Visti il ricorso e i relativi allegati;
Visto l’atto di costituzione in giudizio del Ministero della Difesa e del Comando Legione Carabinieri Abruzzo e Molise;
Visti gli articoli 35, comma 1, lettera c), e 85, comma 9, del codice del processo amministrativo;
Visti tutti gli atti della causa;
Relatore nell’udienza pubblica del giorno 3 dicembre 2025 la dott.ssa RO LI;
Udito l’avvocato Franca D’Amario per la parte ricorrente;
Alla pubblica udienza del 3 dicembre 2025 il ricorrente, per il tramite del proprio difensore, ha dichiarato di non avere più interesse alla decisione del ricorso.
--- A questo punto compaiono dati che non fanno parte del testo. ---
PR #1005, opened 2021-09-06
fix: enable avset setting by default

andyzhangx:
**What type of PR is this?**
/kind bug

fix: enable avset setting by default
fix the test case failure on capz standalone vm type

Fixes #

**Requirements**:
  
- [ ] includes documentation
- [ ] adds unit tests

**Release note**:
```
fix: enable avset setting by default
```


ZeroMagic (approved):
/lgtm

Il Collegio, preso atto della predetta dichiarazione, deve dichiarare l’improcedibilità del ricorso per sopravvenuta carenza di interesse alla sua decisione.
La definizione in rito del ricorso giustifica la compensazione delle spese di lite tra le parti.
P.Q.M.
Il Tribunale Amministrativo Regionale per l’Abruzzo (Sezione Prima), definitivamente pronunciando sul ricorso, come in epigrafe proposto, lo dichiara improcedibile.
Compensa tra le parti le spese di lite.
Ordina che la presente sentenza sia eseguita dall’autorità amministrativa.
Ritenuto che sussistano i presupposti di cui all’articolo 52, commi 1 e 2, del decreto legislativo 30 giugno 2003, n. 196, e dell’articolo 10 del Regolamento (UE) 2016/679 del Parlamento Europeo e del Consiglio del 27 aprile 2016, a tutela dei diritti o della dignità della parte interessata, manda alla Segreteria di procedere all’oscuramento delle generalità nonché di qualsiasi altro dato idoneo a identificare la parte ricorrente.
Così deciso in L’Aquila nella camera di consiglio del giorno 3 dicembre 2025 con l’intervento dei magistrati:
RM NZ, Presidente
RO LI, Primo Referendario, Estensore
Massimo Baraldi, Primo Referendario
| L'ESTENSORE | IL PRESIDENTE |
| RO LI | RM NZ |
IL SEGRETARIO
In caso di diffusione omettere le generalità e gli altri dati identificativi dei soggetti interessati nei termini indicati.